What if I were to tell you that the quickest, most effective way to make your music sound professional can’t be found in a plugin bundle or a software instrument?
Not only that, but it’s totally free and probably doesn’t even require you to make any radical changes to the MIDI notes you already have on the piano roll.
In this article, we’ll explore the secret to writing smooth chord progressions: inversions. We will also examine some strong examples and throw in MIDI files for every example we offer along with some bonus files so that you can dive right into working with chord inversions in your own music.
To Invert Or Not To Invert
What Is An Inversion?
If you’ve arrived at this article ready to turn chords upside down, then chances are you already know how to build them upside up, but it won’t hurt to include a little bit of revision anyway.
Chords are named after their root note (the note above which thirds are stacked to build the chord) and classified further by their quality (major, minor, augmented, or diminished in the case of triads), the number of distinct pitches they contain, and, if applicable, their inversion.
When the root note and the bass note (the lowest note in the chord) are the same, the chord is in root position.

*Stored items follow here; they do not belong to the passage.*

PR #168, opened 2019-04-26
Added instrumentor::phase struct API implementation

tapaswenipathak:
As there is existing implementation of `instrumentor` struct, I have created a `namespace` named `instrumentor` other than `detail` and kept `phase` struct inside it. Please let me know if you think the design should be different.

Fix https://github.com/BlueBrain/CoreNeuron/issues/158.

Issue #158, opened 2019-03-20
Use scope-like API for instrumentor


tristan0x:
Unless I am not mistaken, most of the `end` statements are in the same scope than the corresponding `begin`. So I suggest to use API that would leverages scopes like scoped_lock for instance.

Instead of:

```cpp
if (nrn_have_gaps) {
    Instrumentor::phase_begin("gap-v-transfer");
    nrnthread_v_transfer(_nt);
    Instrumentor::phase_end("gap-v-transfer");
}
```
have something like:

```cpp
if (nrn_have_gaps) {
    Instrumentor::phase p("gap-v-transfer");
    nrnthread_v_transfer(_nt);
}
```

tristan0x:
This improvement comes from #156

tapaswenipathak:
Hi @tristan0x, I read the occurrence of all such API usage, can I work on this?

tristan0x:
I will ask @pramodk to perform the triage of the issues so that it is easier for you to know what you can do to help us. But yes, I think you can start implementing this. Do not hesitate to ask questions.
Thanks!

tapaswenipathak:
I completed `Instrumentor` in my [fork branch](https://github.com/tapaswenipathak/CoreNeuron/tree/api). I'm writing [`Caliper`](https://github.com/BlueBrain/CoreNeuron/blob/master/coreneuron/nrniv/profiler_interface.h#L44-L56) using https://llnl.github.io/Caliper/AnnotationAPI.html#function-annotations then  `CUDA_PROFILING`, `Tau`, `CRAYPAT`. I think `NullInstrumentor` shouldn't have a implementation? Please let me know if I am missing anything.

tapaswenipathak:
I completed `Instrumentor` in my [fork branch](https://github.com/tapaswenipathak/CoreNeuron/tree/api). I'm writing [`Caliper`](https://github.com/BlueBrain/CoreNeuron/blob/master/coreneuron/nrniv/profiler_interface.h#L44-L56) using https://llnl.github.io/Caliper/AnnotationAPI.html#function-annotations. Can you please let me know if  the implementation is required in  `CUDA_PROFILING`, `Tau`, `CRAYPAT` and `NullInstrumentor` as well. There is nearly no usage of these?

tapaswenipathak:
[...]

PR #170, opened 2019-04-30
Add Phase API

tapaswenipathak:
This adds Caliper, CudaProfiling, CrayPat and Tau `phase` API.

I didn't find any Caliper, CudaProfiling, CrayPat and Tau API usage as such so just added the API implementation. I created `Caliper`,  `CudaProfiling`, `CrayPat` and `Tau` namespace, please let me know if you would prefer different design.

### DIFF
--- a/coreneuron/nrniv/profiler_interface.h
+++ b/coreneuron/nrniv/profiler_interface.h
@@ -55,6 +55,17 @@ struct Caliper {
     inline static void stop_profile(){};
 };
 
+namespace Caliper {
+    struct phase {
+        phase() {
+            detail::Caliper::phase_begin();
+				}
+        ~phase() {
+            detail::Caliper::phase_end();
+        }
+    }
+}
+
 #endif
 
 #if defined(CUDA_PROFILING)
@@ -73,6 +84,17 @@ struct CudaProfiling {
     };
 };
 
+namespace CudeProfiling {
+    struct phase {
+        phase() {
+            detail::CudeProfiling::phase_begin();
+        }
+        ~phase() {
+            detail::CudeProfiling::phase_end();
+        }
+    }
+}
+
 #endif
 
 #if defined(CRAYPAT)
@@ -90,6 +112,18 @@ struct CrayPat {
         PAT_record(PAT_STATE_OFF);
     };
 };
+
+namespace CrayPat {
+    struct phase {
+        phase() {
+            detail::CrayPat::phase_begin();
+        }
+        ~phase() {
+            detail::CrayPat::phase_end();
+        }
+    }
+}
+
 #endif
 
 #if defined(TAU)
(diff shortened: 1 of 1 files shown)


tristan0x:
> I didn't find any Caliper, CudaProfiling, CrayPat and Tau API usage a

They are used here:
https://github.com/BlueBrain/CoreNeuron/blob/6635cf5a3938256dccc8e20f48c59a8e480861db/coreneuron/nrniv/profiler_interface.h#L167-L180

> I created `Caliper`, `CudaProfiling`, `CrayPat` and `Tau` namespace, please let me know if you would prefer different design.

`coreneuron::detail::Instrumentor` class provides an abstraction layer on top of the different instrumentors (`coreneuron::detail::Caliper`, `coreneuron::detail::CudaProfiling`, ...).

So the scope API this PR should provide may use this `coreneuron::detail::Instrumentor` class instead.

tapaswenipathak:
I don't think I get you. `template <class... TProfilerImpl>` is being implemented like

```c++
using Instrumentor = detail::Instrumentor<
#if defined CORENEURON_CALIPER
    detail::Caliper,
#endif
#if defined(CUDA_PROFILING)
    detail::CudaProfiling,
#endif
#if defined(CRAYPAT)
    detail::CrayPat,
#endif
#if defined(TAU)
    detail::Tau,
#endif
    detail::NullInstrumentor>;
```

W/ usage I meant where you just call the API w/ `phase::begin` and `phase::end` and would replace with `phase::p` scoped_lock mechanism. `phase::p` calling the function of implemented `phase::begin` and `phase::end`, right?

Now the non scoped API implementation should be under separate namespace? I [PRed](https://github.com/BlueBrain/CoreNeuron/pull/168) this as well.

tapaswenipathak:
I don't think I get you. `template <class... TProfilerImpl>` is being implemented as

```c++
using Instrumentor = detail::Instrumentor<
#if defined CORENEURON_CALIPER
    detail::Caliper,
#endif
#if defined(CUDA_PROFILING)
    detail::CudaProfiling,
#endif
#if defined(CRAYPAT)
    detail::CrayPat,
#endif
#if defined(TAU)
    detail::Tau,
#endif
    detail::NullInstrumentor>;
```

W/ usage I meant where you just call the API w/ `phase::begin` and `phase::end` and would replace with `phase::p` scoped_lock mechanism. `phase::p` calling the function of implemented `phase::begin` and `phase::end`, right?

The non scoped API implementation should be under separate namespace? I [PRed](https://github.com/BlueBrain/CoreNeuron/pull/168) this as well.

tapaswenipathak:
@tristan0x ping, do you think I should add anything in this PR? Please let me know.

tapaswenipathak:
hi @tristan0x, do you think I enhance anything else in this PR? Please let me know.

tristan0x:
Hello @tapaswenipathak 
AFAIK, there is no use case for the C++ classes added by this PR. However #168 seems to implement #158 perfectly. So I am in favor of closing this PR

A chord is inverted if its root note and bass note are not the same.
Chord inversions are named based on the chord tone that replaces the root note as the bass note. Chords with the chordal third featured as the bass note are in first inversion, chords with the chordal fifth in the bass are in second inversion.
Seventh chords, by virtue of having a fourth chord tone, are written in third inversion when the chordal seventh is in the bass.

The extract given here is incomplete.